There are a number of other frustrating aspects of this study as well. It doesn't actually measure patient involvement in any specific research program, but uses just 3 broad categories (that the researchers specified at the beginning of each study). It uses an arbitrary and undocumented 17-point scale to measure "study complexity", which collapses and quite likely underweights many critical factors into a single number. The enrollment analysis excluded 11 studies because they weren't adequate for a factor that was later deemed non-significant. And probably the most frustrating facet of the paper is that the authors share absolutely no descriptive data about the studies involved in the enrollment analysis. It would be completely impossible to attempt to replicate its methods or verify its analysis. Do the authors believe that "Public Involvement" is only good when it’s not focused on their own work?

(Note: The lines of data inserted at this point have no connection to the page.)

PR #912, opened 2021-11-06
Deduplicate model properties and Field/Join from entity

mvorisek:
## BC break

`Field` is no longer bound to an entity, thus methods like `Field::get`, `Field::set` requires entity provided as the 1st argument like `$field->get($entity)`

BC/magic mapping for model properties and methods on entity is provided


src/Field.php
```diff
@@ -41,6 +43,16 @@ public function __construct(array $defaults = [])
         }
     }
 
+    /**
+     * @param Model $owner
+     */
+    public function setOwner(object $owner)
```
mvorisek, line 49: DEBUG only, Field should never be bound with an entity

src/Model/EntityField.php
```diff
@@ -0,0 +1,60 @@
+<?php
+
+declare(strict_types=1);
+
+namespace Atk4\Data\Model;
+
+use Atk4\Data\Field;
+use Atk4\Data\Model;
+
+class EntityField
```
mvorisek, line 10: test should be added

DarkSide666:
Not so sure about this. Looks like this makes working with models/entities even more complex than it was before.
I'll have to focus and think more about this before approving.

mvorisek:
> 
> 
> Not so sure about this. Looks like this makes working with models/entities even more complex than it was before. I'll have to focus and think more about this before approving.

internally a lot of `getModel(true)` calls must be added to places where model/entity usage is mixed (persistence/joins), from user perspective, there should be no ambiguity - entity should not provide functionality to operate on model

currently, any modifications to model properties on cloned to entity are wrong as this creates discrepancy between model and entity which is undesired as the should be single model/source of truth for any size of it's entities

src/Field.php
```diff
@@ -272,15 +288,10 @@ public function normalize($value)
     /**
      * Casts field value to string.
      *
-     * @param mixed $value Optional value
+     * @param mixed $value
      */
-    public function toString($value = null): string
+    public function toString($value): string
     {
-        $value = ($value === null /* why not func_num_args() === 1 */ ? $this->get() : $this->normalize($value));
```
mvorisek, line 279: FYI called in typecast too, no need to call twice...

DarkSide666 (approved):
OK let's go for it in 3.1

PR #914, opened 2021-11-09
Unify common methods

mvorisek:


src/Model.php
```diff
@@ -1889,7 +1864,11 @@ public function atomic(\Closure $fx)
     // {{{ Support for actions
 
     /**
-     * Execute action.
+     * Create persistence action.
+     *
+     * TODO Rename this method to stress this method should not be used by used
```
mvorisek, line 1869:
```suggestion
     * TODO Rename this method to stress this method should not be used
```

src/Model/Join.php
```diff
@@ -136,6 +137,13 @@ class Join
     public function __construct(string $foreign_table = null)
     {
         $this->foreign_table = $foreign_table;
+
+        // handle foreign table containing a dot - that will be reverse join
+        if (strpos($this->foreign_table, '.') !== false) {
+            // split by LAST dot in foreign_table name
+            [$this->foreign_table, $this->foreign_field] = preg_split('~\.+(?=[^.]+$)~', $this->foreign_table);
```
mvorisek, line 144: FYI `foreign_table` table is used as an index when added to a Model, must be set prior init

src/Model/Join.php
```diff
@@ -136,6 +137,13 @@ class Join
...
+            $this->reverse = true;
```
DarkSide666, line 145: Can we still overwrite $reverse property while initializing join?

src/Model/JoinsTrait.php
```diff
@@ -29,11 +31,19 @@ public function join(string $foreignTable, array $defaults = []): Join
     {
         $defaults[0] = $foreignTable;
 
-        return $this->add(Join::fromSeed($this->_default_seed_join, $defaults));
+        $join = Join::fromSeed($this->_default_seed_join, $defaults);
+
+        if ($this->hasElement($name = $join->getDesiredName())) {
```
DarkSide666, line 36: Can we join same table multiple times?

DarkSide666 (approved):

src/Model/Join.php
mvorisek: yes

src/Model/JoinsTrait.php
mvorisek: only one Join can be added which can be retrived by `getJoin`, same as for fields and references (even if the setup methods are named `hasOne`/`hasMany`)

However, my feelings about the study and paper are an insignificant fraction of the frustration I feel about the public portrayal of the data by people who should clearly know better. After all, limited evidence is still evidence, and every study can add something to our knowledge. But the public misrepresentation of the evidence by leaders in the area can only do us harm: it has the potential to actively distort research priorities and funding.
Why This Matters
We all seem to agree that research is too slow. Low clinical trial enrollment wastes time, money, and the health of patients who need better treatment options.
However, what's also clear is that we lack reliable evidence on what activities enable us to accelerate the pace of enrollment without sacrificing quality. If we are serious about improving clinical trial accrual, we owe it to our patients to demand robust evidence for what works and what doesn’t. Relying on weak evidence that we've already solved the problem ("we've tripled enrollment!") or have a method to magically solve it ("PPI quadrupled enrollment!") will cause us to divert significant time, energy, and human health into areas that are politically favored but less than certain to produce benefit. And the overhyping those results by research leadership compounds that problem substantially. NIHR leadership should reconsider its approach to public discussion of its research, and practice what it preaches: critical assessment of the data.